:: What is needed ::
Give every entry again, word for word and in full.

(Data in this exercise Opens)

PR #11649, opened 2024-10-11
sink(ticdc): add event key output for debezium

### LINKED ISSUE #11652: The Key field is not filled in the Kafka event of Debezium protocol
### What did you do?

According to the definition of Debezium, the Key should be the primary key or unique key of an event. https://debezium.io/documentation/reference/stable/connectors/mysql.html#mysql-events

image

_No response_

### What did you see instead?

Currently, TiCDC always fill it with nill
https://github.com/pingcap/tiflow/blob/master/pkg/sink/codec/debezium/encoder.go#L64
image

### Versions of the cluster

master

wk989898:

Issue Number: close #11652

Debezium send event key and event value to kafka. I added event key output to this PR.
Also modify function `SanitizeName` for keeping same with official code. 

#### Tests 

 - Unit test
 - Integration test

### Release note 

```release-note
Fix the issue that the Key of Kafka messages has't been filled in Debezium protocol.
```


tests/integration_tests/debezium/sql/debezium/real_test.sql
```diff
@@ -1,3 +1,5 @@
+-- set sql_mode REAL_AS_FLOAT is necessary
```
hongyunyan, line 1: Why set REAL_AS_FLOAT is neccesary?

pkg/sink/codec/debezium/codec.go
```diff
@@ -529,7 +714,45 @@ func (c *dbzCodec) writeBinaryField(writer *util.JSONWriter, fieldName string, v
...
+	// see https://debezium.io/documentation/reference/stable/connectors/mysql.html#mysql-events
+	cols, colInfos := e.HandleKeyColInfos()
+	jWriter := util.BorrowJSONWriter(dest)
+	defer util.ReturnJSONWriter(jWriter)
+
+	var err error
+	jWriter.WriteObject(func() {
+		jWriter.WriteObjectField("payload", func() {
+			for i, col := range cols {
+				colx := model.Column2ColumnDataX(col)
```
hongyunyan, line 732: Could we use GetColumnDataX instead of  Column2ColumnDataX as writeDebeziumFieldValues.

3AceShowHand (approved):

tests/integration_tests/debezium/sql/debezium/real_test.sql
wk989898: Because Debezium treats REAL as a synonym for FLOAT. https://github.com/pingcap/tiflow/blob/45b439b210688a28afc46bcb47fb24c81b02d6c7/pkg/sink/codec/debezium/codec.go#L385-L386

pkg/sink/codec/debezium/codec.go
wk989898: GetColumnDataX has existed. https://github.com/pingcap/tiflow/blob/45b439b210688a28afc46bcb47fb24c81b02d6c7/cdc/model/sink.go#L1309

hongyunyan (approved):
LGTM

(Data in this exercise Closes)

:: Response for this exercise ::
PR #11649, opened 2024-10-11
sink(ticdc): add event key output for debezium

### LINKED ISSUE #11652: The Key field is not filled in the Kafka event of Debezium protocol
### What did you do?

According to the definition of Debezium, the Key should be the primary key or unique key of an event. https://debezium.io/documentation/reference/stable/connectors/mysql.html#mysql-events

image

_No response_

### What did you see instead?

Currently, TiCDC always fill it with nill
https://github.com/pingcap/tiflow/blob/master/pkg/sink/codec/debezium/encoder.go#L64
image

### Versions of the cluster

master

wk989898:

Issue Number: close #11652

Debezium send event key and event value to kafka. I added event key output to this PR.
Also modify function `SanitizeName` for keeping same with official code. 

#### Tests 

 - Unit test
 - Integration test

### Release note 

```release-note
Fix the issue that the Key of Kafka messages has't been filled in Debezium protocol.
```


tests/integration_tests/debezium/sql/debezium/real_test.sql
```diff
@@ -1,3 +1,5 @@
+-- set sql_mode REAL_AS_FLOAT is necessary
```
hongyunyan, line 1: Why set REAL_AS_FLOAT is neccesary?

pkg/sink/codec/debezium/codec.go
```diff
@@ -529,7 +714,45 @@ func (c *dbzCodec) writeBinaryField(writer *util.JSONWriter, fieldName string, v
...
+	// see https://debezium.io/documentation/reference/stable/connectors/mysql.html#mysql-events
+	cols, colInfos := e.HandleKeyColInfos()
+	jWriter := util.BorrowJSONWriter(dest)
+	defer util.ReturnJSONWriter(jWriter)
+
+	var err error
+	jWriter.WriteObject(func() {
+		jWriter.WriteObjectField("payload", func() {
+			for i, col := range cols {
+				colx := model.Column2ColumnDataX(col)
```
hongyunyan, line 732: Could we use GetColumnDataX instead of  Column2ColumnDataX as writeDebeziumFieldValues.

3AceShowHand (approved):

tests/integration_tests/debezium/sql/debezium/real_test.sql
wk989898: Because Debezium treats REAL as a synonym for FLOAT. https://github.com/pingcap/tiflow/blob/45b439b210688a28afc46bcb47fb24c81b02d6c7/pkg/sink/codec/debezium/codec.go#L385-L386

pkg/sink/codec/debezium/codec.go
wk989898: GetColumnDataX has existed. https://github.com/pingcap/tiflow/blob/45b439b210688a28afc46bcb47fb24c81b02d6c7/cdc/model/sink.go#L1309

hongyunyan (approved):
LGTM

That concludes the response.